# баян Левша



## kirlev (16 Сен 2011)

подскажите пожалуйста о целесообразности покупки Левши: есть вариант за 140000р. инструмент смотрел , но не разбирал. вроде медные голоса, пятиголосный бас, четырехрядный, подбородники, внешне отлично выглядит


----------



## Новиков Игорь (16 Сен 2011)

Поищите в форуме.Про Левшу много было чего и плохого и хорошего,но цена однако великовата весьма для инструмента 30 лет от роду (а может и поболее будет)


----------



## Казахстанец (17 Сен 2011)

У моего друга был Левша. Тяжелый по весу, четвертый ряд сделан неудобно, как пятое колесо для телеги. может если по цене устраивает, тогда бери.
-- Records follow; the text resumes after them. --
Issue #148, opened 2024-06-26
Stop providing configuration for deprecated formatting rules


m-akinc:
Formatting rules were [deprecated in ESLint 8.53.0](https://eslint.org/blog/2023/10/deprecating-formatting-rules/). As suggested in the linked document, we should probably replace these with their counterparts from `@stylistic/eslint-plugin-js(ts)`.

jattasNI:
Consensus among our working group is to migrate to the new `stylistic` packages in order to get off of deprecated rules. But we have until ESLint v10 to do so since that's when the deprecated rules will be deleted.

Longer term we could look at using one of the formatters in the linked blog post instead. Probably not prettier since it isn't very fast or configurable, but the [dprint](https://dprint.dev/) one looks worth exploring.

We don't anticipate major client impact. If any clients were overriding any of the now deprecated rules, they may need to do a bit of work to uptake this migration. We should inspect a couple client projects to see if that's the case, but it doesn't seem likely.

This is available to work on when someone has bandwidth.

jattasNI:
I scanned Skyline for usages of the deprecated rules. The only instances I found were:

- two projects configure `eol-last: error`
- one inline disable of `function-paren-newline`
- one inline disable and one project-wide configuration of `indent`
- one project disables `lines-between-class-members`
- one project unnecesarily sets `no-trailing-spaces: error`
- a few inline disables of `object-curly-newline`
- one inline disable of quote-props
- one override of `spaced-comment`

In summary: nothing that should stop us from doing this work but a handful of places that might need to be looked at when uptaking this change if the rule names or configurations change.

Issue #116, opened 2022-12-01
Remove dependency on Airbnb ruleset


jattasNI:
We think it would be a good idea to remove the dependency on the Airbnb ruleset since it makes it more complicated to understand how rules are configured in this repo.

PR #167, opened 2025-09-01
Remove Airbnb ruleset dependency from style guide

gokulprasanth-ni:
# **Justification**

- [Remove dependency on Airbnb ruleset](https://github.com/ni/javascript-styleguide/issues/116)

Note: [Stop providing configuration for deprecated formatting rules](https://github.com/ni/javascript-styleguide/issues/148) will be taken as follow-up PR.

# **Implementation**

- Removed the Airbnb dependency.
- Copied the rules folder along with the same folder structure from [eslint-config-airbnb-base](https://github.com/airbnb/javascript/blob/master/packages/eslint-config-airbnb-base/index.js), since airbnb-base internally referenced it.
- Distributed rules from index.js into their relevant rule files, now that the sources are in our control.

# **Testing**

- Built locally and integrated with our app. Ran linting, which completed successfully.
image

### DIFF
--- a/CONTRIBUTING.md
+++ b/CONTRIBUTING.md
@@ -64,4 +64,4 @@ The following are guidelines for when to release as `patch`, `minor`, or `major`
 2. Make a `minor` release for new rules or changes to rules.
 
    This results in most updates to the lint rules resulting in breakages during continuous integration and requiring source changes despite a `minor` version change. This was deemed acceptable as projects are expected to use `package-lock.json` files so updates are intentional and we expect updates to be infrequent.
-3. Make a `major` release when changes to dependencies are performed such as requiring a newer Node.js version, or an ESlint version update.
+3. Make a `major` release when changes to dependencies are performed such as requiring a newer Node.js version or an ESlint version update.


change/@ni-eslint-config-typescript-67da7439-6c61-46c1-9440-60866dfdaae9.json
```diff
@@ -0,0 +1,7 @@
+{
+  "type": "patch",
```
vivinkrishna-ni, line 2:
```suggestion
  "type": "none",
```

I think removing comments alone is not considered a `patch` version bump. Please update the `dependentChangeType` to `none` as well if you agree.

change/@ni-eslint-config-javascript-782dc014-2db5-4c39-94e6-ad68dd2b3470.json
```diff
@@ -0,0 +1,7 @@
+{
+  "type": "major",
```
vivinkrishna-ni, line 2: Ensuring the version as per the [COTRIBUTING.md doc](https://github.com/ni/javascript-styleguide/blob/main/CONTRIBUTING.md#rules-for-version-change) that updates to peer dependency is considered a `major` version bump 👍

change/@ni-eslint-config-typescript-67da7439-6c61-46c1-9440-60866dfdaae9.json
```diff
@@ -0,0 +1,7 @@
+{
```
vivinkrishna-ni, line 1: Should we call the change of copying the ruleset of Airbnb into the [CONTRIBUTING.md doc](https://github.com/ni/javascript-styleguide/blob/d751343c425fe27e29ec925812a5c91ba7a5330b/CONTRIBUTING.md?plain=1#L26C58-L26C72) referencing its dependency?

Open for suggestions from other reviewers.

packages/eslint-config-javascript/index.js
```diff
@@ -1,460 +1,16 @@
...
-            C#, and Python).
-        */
-        'space-before-function-paren': ['error', {
-            anonymous: 'always',
-            named: 'never',
-            asyncArrow: 'always'
-        }],
-    },
-};
+        './rules/best-practices',
```
vivinkrishna-ni, line 3: Would it be better to add a generic code comment here, mentioning that some of the rules are adapted from Airbnb's style guide, and include a link to the codebase? We could also note that certain values are overridden in specific rule files based on NI recommendations.

vivinkrishna-ni (approved):

jattasNI (commented):
Just some very preliminary feedback. I still need to wrap my head around the rules changes.

change/@ni-eslint-config-typescript-67da7439-6c61-46c1-9440-60866dfdaae9.json
jattasNI: I'm actually not certain which configuration wins if a library specifies `"type": "none"` but a dependency specifies `"dependentChangeType": "major"` (as we do in the eslint-config-javascript changefile). But I would vote to make this a major change to all libraries so think it would be most clear to make this changefile more closely match the javascript one: use `major` change type and set the comment to `"Remove Airbnb dependency from style guide"`

packages/eslint-config-javascript/index.js
jattasNI: @rajsite @TrevorKarjanis I'd like your opinion on how we want to lay out our rules and how much of a link we want back to Airbnb in comments / history.

1. This PR's proposed approach: copy Airbnb's file layout (index.js that imports several rules files). Then move our existing rules from index.js into the corresponding rules file, overwriting the Airbnb rule.
   - Pros:
     - file layout is organized so no rules file is very big
   - Cons:
     - lose history of how we made rules decisions (links to NI PRs in blame history and notes about which came from Airbnb)
     - when new eslint rules are introduced we have to figure out which rules file they belong in

2. Maintain current structure: single index file containing all the rules. We could copy all the airbnb rules (except the ones we override) into that file, maintaining the alphabetical ordering.
   - Pros: 
       - git blame would show whether rules came from historic NI rule debates or Airbnb (this PR)
       - no need to debate which file to put new rules in, it's just alphabetical in index.js
   - Cons:
       - probably more copy-paste work to intersperse all those rules in one file (though hopefully genai can help)
       - index.js will be a huge file, probably 1000-2000 lines

I rejected other alternatives like these because I don't want to retain Airbnb cruft after this PR, I want to sever the link completely.
3. Add a comment to each rule annotating whether it came from NI or Airbnb
4. Keep the Airbnb rules in separate files from the NI overrides forever

I have a slight preference for 2 but interested in other opinions or ideas or assessments of the cost.

rajsite: I think I'm ultimately somewhere in the middle but leaning closer to option 1. I don't think preserving the history on the JS package is as interesting as the typescript / angular packages. I like that the airbnb rules for es6, imports, and node are split based on the additional env / parserOptions / plugins they depend on but I don't really care for the other categorizations of  best-practices, errors, styles, variables.

I think I lean to 1 today and then create a separate tech debt / task to do the same kind of env/plugin based split across packages. i.e. the typescript rules should have a separate imports.js configuration based on the imports plugin as well. That task would also collapse the base rules down together from the files with arbitrary categories.

If there is an alignment on that (use categorizations based on env / plugins and remove the arbitrary / invented categorizations) then I'd propose we stick with 1 today and save that other realignment for a follow-up. In that world I'd probably say as we add the stylistic plugin in the next PR for https://github.com/ni/javascript-styleguide/issues/148 we go ahead and put that config based on that plugin in it's own file.

jattasNI: Yeah, I can see that there's value in grouping rules in separate files if we can come up with groupings that make it obvious where any given rule should go. And I agree that different environments and plugins in separate files is a sane organization.

So I'd be ok with either:
1. the current PR organization plus filing tech debt to revisit 
2. combining all the rules files that don't include environment configuration into one file (`base.js`?) in this PR

rajsite: I'd prefer 1 for today so we can see where things settle after the eslint 9 transition and then re-organize.

change/@ni-eslint-config-typescript-67da7439-6c61-46c1-9440-60866dfdaae9.json
vivinkrishna-ni: > Are you asking what we should do about this last search result in the repo for "airbnb"?

Yes, I believe we can proceed with updating the document according to your suggestion.

gokulprasanth-ni: Updated as per the suggestion

change/@ni-eslint-config-javascript-782dc014-2db5-4c39-94e6-ad68dd2b3470.json
gokulprasanth-ni: We are fine with type: "path" for this change. Waiting for jesse's thoughts too.

change/@ni-eslint-config-typescript-67da7439-6c61-46c1-9440-60866dfdaae9.json
gokulprasanth-ni: I will update this based on the decision taken from the other thread.

gokulprasanth-ni: Updated the type and dependentChangeType as "patch.

packages/eslint-config-javascript/index.js
gokulprasanth-ni: Created an issue https://github.com/ni/javascript-styleguide/issues/168 for tracking this.

CONTRIBUTING.md
```diff
@@ -23,7 +23,7 @@ The TypeScript extension rules (which are rules that extend the behavior of exis
 
 ### Checking the evaluated rules
```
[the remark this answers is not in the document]
gokulprasanth-ni: Most of the newly added rules are set to `off`. The only notable change is `no-spaced-func`. It was `error` in `eslint-config-airbnb-base v15.0.0` but is now `off` in the newer version. If we still want to enforce that spacing style, we can update it in the upcoming PR of replacing the deprecated rules as this rule is deprecated now. For `spaced-comment`, our override simplifies the rule to just `error` (removing Airbnb’s extra exceptions/markers); earlier it looked like the override wasn’t taking effect, but it is now working as intended.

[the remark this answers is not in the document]
gokulprasanth-ni: I have updated the `spaced-comment` rule value as suggested. Regarding the `disallowRedundantWrapping` option for the `prefer-regex-literals` rule, its default value is `false`, which does not match our existing configuration. Therefore, I have explicitly set this option to `true` to ensure the rule continues to function as before and everything works as expected.

TrevorKarjanis:
@rajsite @jattasNI These PR mentions hit a different busy inbox, and I have been busy. Nice merge.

Все познается в сравнении.


----------



## zet10 (17 Сен 2011)

Цена очень завышена!
Считаю что максимально этому инструменту потолок 100 т.р.


----------



## kirlev (17 Сен 2011)

по цене вроде устраивает. попытаюсь сбить цену. просто я его хорошо уже опробовал, чувствуючто прям для меня. смущает только смещение выборки по отношению к басу.


----------



## Новиков Игорь (17 Сен 2011)

К смещению привыкните,правда,если потом будете играть на Юпитере,то опять "мазня" может быть. В ранее игранных пьесах,естественно.


----------



## Анатолий (17 Сен 2011)

Играл на Левше лет 10.Если коротко, минусов больше, чем плюсов.Главное-не удобный!Те же пьесы на Юпитере "летают"!


----------



## ze_go (17 Сен 2011)

Юпитера цена "немного будет отличаться" от цены "Левши"


----------